- Interactive map of Lipe Art Park
- Location: Syracuse, New York
- Coordinates: 43°02′47″N 76°10′08″W﻿ / ﻿43.0465°N 76.16897°W
- Area: 2 acres (0.0081 km^{2})
- Created: June 1, 2007
- Operator: City of Syracuse

= Lipe Art Park =

Lipe Art Park is a public art project and outdoor art venue, and a public recreation space, comprising approximately 2 acre of vacant greenspace located on West Fayette Street in Syracuse, New York in the Warehouse District. The park began in 2007 as a project of (R)Evolution studios, a local artist group, and Syracuse's Public Arts Task Force (a sub-group within "40 Below", a project of the city's Metropolitan Development Agency).
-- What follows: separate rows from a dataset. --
PR #840, opened 2019-06-05
Add various build improvements

2opremio:
* Install `dep` as part of `make install-build-deps`.
* Honor `$GOBIN` variable.
* Stop assuming `$GOPATH` is defined (since it won't be mandatory with go modules).
* Various minor simplifications and refactorings.

### DIFF
--- a/build/install.sh
+++ b/build/install.sh
@@ -1,6 +1,12 @@
 #!/bin/sh -eu
 
-BIN="$1"
+if [ -z "${GOBIN+x}" ]; then
+ GOBIN="$(go env GOPATH)/bin"
+fi
+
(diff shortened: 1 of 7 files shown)


2opremio:
I need to think about how to reconcile this with `build/Dockerfile`

build/install.sh
```diff
@@ -1,5 +1,7 @@
 #!/bin/sh -eu
 
+BIN="$1"
```
martina-if: `$1` ? Or `${GOPATH}/bin/`?

2opremio: I am passing it as a parameter from the makefile, but I need to think about how to make it work from the Dockerfile as well. I asked for a review too early, sorry.

2opremio:
@martina-if PTAL

martina-if:
LGTM!

2opremio:
@errordeveloper want to take a look?

PR #1132, opened 2019-08-12
eksctl generate profile with Go templates

martina-if:
In this first iteration we add support for go templates for profiles.
Following will be a PR with support for JK instead

- [x] Manually tested


pkg/gitops/fileprocessor/gotemplates.go
```diff
@@ -0,0 +1,55 @@
...
+	"bytes"
+	"github.com/pkg/errors"
+	api "github.com/weaveworks/eksctl/pkg/apis/eksctl.io/v1alpha5"
+	"path/filepath"
+	"strings"
+	"text/template"
+)
+
+const (
+	templateExtension = ".templ"
```
marccarre: Über nit: we use `.tmpl` in Flux and other projects, so might as well be consistent?

pkg/gitops/fileprocessor/gotemplates.go
```diff
@@ -0,0 +1,55 @@
...
+// NewTemplateParameters creates a set of variables for templating given a ClusterConfig object
+func NewTemplateParameters(clusterConfig *api.ClusterConfig) TemplateParameters {
+	return TemplateParameters{
+		ClusterName: clusterConfig.Metadata.Name,
+	}
+}
+
+// GoTemplateProcessor is a FileProcessor that executes Go Templates
+type GoTemplateProcessor struct {
+	Params TemplateParameters
```
marccarre: Is there a reason why we "pass" the `File` as an argument, but the `TemplateParameters` as a field?
If feels a bit strange to me, given they the two operands of a "generate manifest" operation. So I'd rather have them both passe to `ProcessFile`.

martina-if: The reason is that the templates are stable for all the processing since they are our API so you only need one value of it. Then `processFile()` is called once per file with the same contents of the TemplateParameters. Does that make more sense?

martina-if:
I would like to tackle the documentation in a different PR

go.mod
```diff
@@ -84,6 +85,7 @@ require (
 	k8s.io/kops v0.0.0-20190222135932-278e6606534e
 	k8s.io/kubelet v0.0.0-20190313123811-3556bcde9670
 	k8s.io/kubernetes v1.12.6
+	sigs.k8s.io/kustomize v2.0.3+incompatible // indirect
```
2opremio: I guess we don't need this anymore. Did you run `go mod tidy` ?

martina-if: No, I didn't know about it, thanks :+1:

pkg/gitops/fileprocessor/gotemplates.go
marccarre: Fair enough 👍

integration/gitopscreateprofile_test.go
```diff
@@ -0,0 +1,90 @@
...
+	. "github.com/onsi/ginkgo"
+	. "github.com/onsi/gomega"
+	"github.com/onsi/gomega/gexec"
+	"github.com/spf13/afero"
+	"io/ioutil"
+	"os"
+	"path/filepath"
+)
+
+var _ = Describe("(Integration) generate profile", func() {
```
errordeveloper: Should we make it easy to run this in isolation from the rest of the suite?
Long-term, it'd be very nice to have parallel suites also :)

integration/gitopscreateprofile_test.go
```diff
@@ -0,0 +1,90 @@
...
+				"--profile-path", testDirectory,
+			)
+
+			fs := afero.Afero{
+				Fs: afero.NewOsFs(),
+			}
+
+			contents, err := fs.ReadFile(filepath.Join(testDirectory, "workloads/namespace.yaml"))
+			Expect(err).ToNot(HaveOccurred())
+			Expect(string(contents)).To(Equal(
```
errordeveloper: Actually, you want to use `MatchYAML` here.

```
Expect(contents).To(MatchYAML(expected))
```
Where `contents` and `expected` can be `string`, or `[]byte`, as long as both are the same type.

integration/gitopscreateprofile_test.go
```diff
@@ -0,0 +1,90 @@
...
+metadata:
+  labels:
+    name: amazing-testing-gopher
+  name: amazing-testing-gopher
+`))
+
+			contents, err = fs.ReadFile(filepath.Join(testDirectory, "workloads/services/service.yaml"))
+			Expect(err).ToNot(HaveOccurred())
+			Expect(string(contents)).To(Equal(
+				`apiVersion: v1
```
errordeveloper: I must admit, I do find inline YAML very irritating as it messes with indentation. But I can tolerate it in tests.

Declaring it with `---` on the first line does make it a little more readable.

pkg/gitops/gitops_test.go
```diff
@@ -0,0 +1,194 @@
+package gitops
+
+import (
```
errordeveloper: nit: grouping of imports

pkg/gitops/gitops_test.go
```diff
@@ -0,0 +1,194 @@
...
+			io.RemoveAll(outputDir)
+		})
+
+		It("processes go templates and writes them to the output directory", func() {
+			err := profile.Generate(context.Background())
+
+			Expect(err).ToNot(HaveOccurred())
+			template1, err := io.ReadFile(filepath.Join(outputDir, "a/good-template1.yaml"))
+			Expect(err).ToNot(HaveOccurred())
+			Expect(template1).To(Equal([]byte("cluster: test-cluster")))
```
errordeveloper: I guess less important for single line, but you could use `MatchYAML` here also.

pkg/gitops/profile.go
```diff
@@ -0,0 +1,138 @@
...
+	cloneDirPrefix = "quickstart-"
+)
+
+// Profile represents a GitOps profile
+type Profile struct {
+	Processor fileprocessor.FileProcessor
+	Path      string
+	GitOpts   GitOptions
+	GitCloner git.Cloner
+	Fs        afero.Fs
```
errordeveloper: Should be either `FS`, or `Filesystem`...

pkg/gitops/profile.go
```diff
@@ -0,0 +1,138 @@
...
+	IO        afero.Afero
```
errordeveloper: Why not call it `Aero`?

pkg/gitops/profile.go
```diff
@@ -0,0 +1,138 @@
+package gitops
+
+import (
```
errordeveloper: nit: import grouping

pkg/gitops/profile.go
```diff
@@ -0,0 +1,138 @@
...
+	"context"
+	"github.com/kris-nova/logger"
+	"github.com/pkg/errors"
+	"github.com/spf13/afero"
```
errordeveloper: Do you think it's the right kind of thing? If so, perhaps it would be good to open an issue and where we will enumerate which package have filesystem operation that need better testing and could benefit from something like aero?

integration/gitopscreateprofile_test.go
martina-if: Yes, How can I do that?

integration/gitopscreateprofile_test.go
martina-if: wooooo Nice! thanks, I will change it

integration/gitopscreateprofile_test.go
martina-if: I agree, Is there a better way? I can for example move it to a constant somewhere else, would that be better?

pkg/gitops/profile.go
martina-if: I just called it IO because that's what we had in the previous version of this PR. I can rename it.

martina-if: Actually I thought about it makes more sense that it has a more generic name related to what it does rather than the library it uses. so unless there are strong opinions I would like to keep it as `IO`.

pkg/gitops/profile.go
martina-if: I learned from the other PR that this package helps us make the code testable by using an inMemory filesystem. Yes, I can definitely open a ticket about it.

pkg/gitops/fileprocessor/gotemplates.go
```diff
@@ -0,0 +1,60 @@
...
+}
+
+// ProcessFile takes a template file and executes the template applying the TemplateParameters
+func (p *GoTemplateProcessor) ProcessFile(file File) (*File, error) {
```
cPu1: I may be missing some context, but I see no reason why the return type is a pointer instead of a value.

pkg/gitops/fileprocessor/gotemplates.go
```diff
@@ -0,0 +1,60 @@
...
+	if !isGoTemplate(file.Path) {
+		logger.Debug("copying non template file %q", file.Path)
```
cPu1: I know this is just a logging statement, but `GoTemplateProcessor` isn't aware that the files are being copied. Maybe this should read something along these lines:
```suggestion
		logger.Debug("leaving non-template file unmodified %q", file.Path)
```

pkg/git/git.go
```diff
@@ -44,10 +44,15 @@ func (git *Client) CloneRepo(cloneDirPrefix string, branch string, gitURL string
...
+	return cloneDir, git.CloneRepoInPath(cloneDir, branch, gitURL)
+}
+
+// CloneRepoInPath clones a repo to the specified directory
+func (git *Client) CloneRepoInPath(clonePath string, branch string, gitURL string) error {
+	git.dir = clonePath
 	args := []string{"clone", "-b", branch, gitURL, git.dir}
-	err = git.runGitCmd(args...)
-	return git.dir, err
+	err := git.runGitCmd(args...)
```
cPu1: Very minor nit:
```suggestion
	return git.runGitCmd(args...)
```

go.mod
```diff
@@ -51,6 +51,7 @@ require (
 	github.com/riywo/loginshell v0.0.0-20190610082906-2ed199a032f6
 	github.com/sanathkr/yaml v1.0.0 // indirect
 	github.com/sirupsen/logrus v1.4.2 // indirect
+	github.com/spf13/afero v1.2.2
```
2opremio: You will need to bump the dependency image version in the image and push it to the registry before merging

2opremio: PS: we need to automate this but I haven't had the time yet

cmd/eksctl/main.go
```diff
@@ -2,6 +2,7 @@ package main
 
 import (
 	"fmt"
+	"github.com/weaveworks/eksctl/pkg/ctl/generate"
```
2opremio: This should go at the end. As a suggestion, can you configure your IDE to do it automatically (in Goland, you can)

pkg/ctl/generate/profile.go
```diff
@@ -0,0 +1,84 @@
...
+	"github.com/spf13/cobra"
+	"github.com/spf13/pflag"
+	api "github.com/weaveworks/eksctl/pkg/apis/eksctl.io/v1alpha5"
+	"github.com/weaveworks/eksctl/pkg/ctl/cmdutils"
+	"github.com/weaveworks/eksctl/pkg/git"
+	"github.com/weaveworks/eksctl/pkg/gitops"
+	"github.com/weaveworks/eksctl/pkg/gitops/fileprocessor"
+)
+
+const (
```
2opremio: You don't need parenthesis for a single constant

pkg/ctl/generate/profile.go
```diff
@@ -0,0 +1,84 @@
...
+
+	var o options
+
+	rc.SetRunFuncWithNameArg(func() error {
+		return doGenerateProfile(rc, o)
+	})
+
+	rc.FlagSetGroup.InFlagSet("General", func(fs *pflag.FlagSet) {
+		fs.StringVarP(&o.URL, "git-url", "", "", "Git repository URL")
+		fs.StringVarP(&o.Branch, "git-branch", "", "master", "Git branch; defaults to master")
```
2opremio: AFAIK the defaulting is printed in the help, no need to made it explicit

pkg/ctl/generate/profile.go
```diff
@@ -0,0 +1,84 @@
...
+	rc.SetDescription("profile", "Generate a GitOps profile", "")
+
+	var o options
+
+	rc.SetRunFuncWithNameArg(func() error {
+		return doGenerateProfile(rc, o)
+	})
+
+	rc.FlagSetGroup.InFlagSet("General", func(fs *pflag.FlagSet) {
+		fs.StringVarP(&o.URL, "git-url", "", "", "Git repository URL")
```
2opremio: What repository, what for?

pkg/ctl/generate/profile.go
```diff
@@ -0,0 +1,84 @@
...
+		fs.StringVarP(&o.Branch, "git-branch", "", "master", "Git branch; defaults to master")
+		fs.StringVarP(&o.ProfilePath, "profile-path", "", "", "Path to generate the profile in; defaults to CWD")
```
2opremio: Shouldn't the default be `.` and avoid saying it explicitly?

pkg/gitops/profile.go
```diff
@@ -0,0 +1,138 @@
...
+	logger.Info("processing template files in repository")
+	outputFiles, err := p.processFiles(allManifests, clonedDir)
+	if err != nil {
+		return errors.Wrapf(err, "error processing manifests from repository %s", p.GitOpts.URL)
+	}
+
+	if len(outputFiles) > 0 {
+		logger.Info("writing new manifests to %q", p.Path)
+	} else {
+		logger.Info("no template files found, nothing to write")
```
cPu1:
```suggestion
		logger.Info("no template files found, nothing to write")
		return nil
```

pkg/git/git.go
```diff
@@ -3,37 +3,37 @@ package git
...
 type Client struct {
 	executor executor.Executor
 	dir      string
-	user     string
-	email    string
 }
 
 // NewGitClient returns a client that can perform git operations
-func NewGitClient(ctx context.Context, user string, email string, timeout time.Duration) *Client {
+func NewGitClient(ctx context.Context, timeout time.Duration) *Client {
```
2opremio: Unrelated to this PR, but contexts shouldn't be stored, but passed to the operations.

pkg/gitops/profile.go
```diff
@@ -0,0 +1,138 @@
...
+type GitOptions struct {
+	URL    string
+	Branch string
+}
+
+// Generate clones the specified Git repo in a base directory and generates overlays if the Git repo
+// points to a profile repo
+func (p *Profile) Generate(ctx context.Context) error {
+	logger.Info("cloning repository %q:%s", p.GitOpts.URL, p.GitOpts.Branch)
+	clonedDir, err := p.GitCloner.CloneRepo(cloneDirPrefix, p.GitOpts.Branch, p.GitOpts.URL)
```
2opremio: Where is `clonedDir` deleted? I can't find it.

2opremio: (Maybe the cloner should output a cleanup function to delete it?)

integration/gitopscreateprofile_test.go
errordeveloper: I don't know, something that we will need to determine, we might want to play with focus options or tweak the main function of the integration suite... Perhaps best to get this in first?

integration/gitopscreateprofile_test.go
errordeveloper: A constant at the bottom of the file would be nice :)

errordeveloper: Actually, for tests we could just have a file in 'testdata/', but these are fairly short snippets, so it is kind of more convenient to have theme inline...

go.mod
errordeveloper: Can we make the image tag a hash of dependencies? There is a way to make a git hash but I don't recall what it takes to do, otherwise just a sha sum of the content would seem sufficient?

pkg/ctl/generate/profile.go
errordeveloper: Personally, I prefer to always use them outside functions, same with imports, it is just easier to read and makes package constants standout.

pkg/ctl/generate/profile.go
errordeveloper: If so, I'd rather see it as './', a dot can be hard to notice.

cmd/eksctl/main.go
martina-if: Got it, I think I didn't have my IDE correctly configured.

pkg/gitops/fileprocessor/gotemplates.go
martina-if: Good point, changing

pkg/gitops/profile.go
martina-if: good catch!

pkg/gitops/profile.go
martina-if: Good point. Done.

pkg/gitops/profile.go
```diff
@@ -0,0 +1,138 @@
...
+}
+
+func (p *Profile) processFiles(files []fileprocessor.File, baseDir string) ([]fileprocessor.File, error) {
+	outputFiles := make([]fileprocessor.File, 0, len(files))
+	for _, file := range files {
+		outputFile, err := p.Processor.ProcessFile(file)
+		if err != nil {
+			return nil, errors.Wrapf(err, "error processing file %q ", file.Path)
+		}
+		if outputFile == nil {
```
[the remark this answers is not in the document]
martina-if: As we agreed on slack, I will change it to a value and we can always change it back to a pointer if we need to. :+1:

pkg/gitops/profile.go
martina-if: Done

go.mod
martina-if: wouldn't it then be more tricky to do this process? because we need to replace that hash in the Makefile. Unless it is done automatically... but then it's not so easy to know if a given image version is what you need when added a new dependency :/

errordeveloper: Yeah, I was thinking of automatic hashing. If we use git hashes, you can use 'git show <hash>' to tell what went in. I mean tree hashes, not actual commits.

errordeveloper: #1145

pkg/gitops/profile.go
2opremio: Did you?

2opremio: Ah, you meant you deleted it later, not that you added the cleanup function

Its initial aim was to use an urban vacant lot as a space for creative activity for the community.

==History==

The inaugural exhibition, curated by Ty Marshal, featured the works of local and regional artists working primarily in steel, and commenced with an opening weekend for the park from June 1 to June 3, 2007. The park has since seen several seasonal shows and temporary installations, including the first long-term sculptural installation for the park, "Lipe Art Shark", a concrete and steel sculptural art wall and shelter structure by Brendan Rose, unveiled in May 2010. The project and the park itself are currently managed by the Stewards of Lipe Art Park (SLAP), a 'spin-off' of the Public Arts Task Force.

===Charles Lipe shop===

Lipe Art Park aims to nurture art and creativity in an urban, outdoor, public space and to foster a positive and dynamic vision for the community, celebrating Syracuse's rich history and natural environment. Located in a historically thriving, creative neighborhood (the near west side), Lipe Art Park was named after a local inventor and businessman, Charles E. Lipe, who owned the C. E. Lipe Machine Shop at 208 S. Geddes Street. Established in 1880, this shop became an incubator for inventors, with 360 patents coming from the building at the corner of S. Geddes and West Fayette Streets, in Syracuse. C.E. Lipe was known for his many inventions, including a cigar-rolling machine, a broom-winding machine, motion picture equipment, automatic looms and time recorders.

===Local history===

The park is located on an urban brownfield site where a multi-track train yard lay in the 19th and early 20th centuries, a yard whose round-house was the site of an important anti-slavery rally in 1852 at which the eminent abolitionist Frederick Douglass spoke. In addition to bringing art, art space, and an awareness of local history to the community, the park is intended to provide a beautiful place in which to experience art, history and nature. Landscape gardens and plantings will not only bring beauty and comfort to visitors, but will be used to begin to restore the ecological health of the brownfield site, and provide ecological information to the public in the process.